Airy, easy-reading printed material such as Time and Wired magazine, etc., ostensibly written to inform and educate but in actuality designed to inculcate rapacious consumer desire (buy an H2; you need a new laptop, etc.) and reinforce prevailing socio-governmental and economic beliefs (diversity is our strength, housing is a “smart” investment, etc.).
Close scrutiny reveals that Paper Television’s content is little more than ill-conceived “bait” thrown out in hopes of courting the eyeballs that advertisers want desperately and will pay handsome sums of money to target. Making money is Paper TV’s primary goal. Secondarily it aims to advance liberal, egalitarian, and hypercapitalist worldviews inasmuch as doing so helps foster linear values sets in which money is the chief determinant of individual worth and merit (e.g. Sony doesn’t care what sort of person you are so long as you have the money and the will to purchase their advertised products).

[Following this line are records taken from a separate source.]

Issue #5536, opened 2023-05-17
Log changeset download time, changeset apply time, checkpoint download time


nick4598:
Alternatively: Some of this logging should possibly go into the imodels-clients repo: https://github.com/iTwin/imodels-clients. Any code to download checkpoints and download changesets will take place in packages provided by the above repo.

iTwin.js Core could/should log changeset apply time.

PR #5930, opened 2023-09-01
Adds logging for changeset application and V2 Checkpoint download times.

Ben-Pusey-Bentley:
Companion PR with [this](https://github.com/iTwin/imodels-clients/pull/191).  Addresses #5536, along with its companion PR. The Imodels clients package will need to be updated when the new version with the linked PR releases.


pmconne (approved):

core/backend/src/CheckpointManager.ts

The net effect of exposure to Paper Television upon those still gullible enough to read it is wholly negative, and may include such side effects as the belief that all humans are fungible, coupled with an insatiable desire to purchase goods (usually on credit) that are neither needed nor affordable to the readers of such textual dreck.
“Wired magazine? That’s just Paper TV for yupscaled dorks! You might as well watch MTV as read that crap…”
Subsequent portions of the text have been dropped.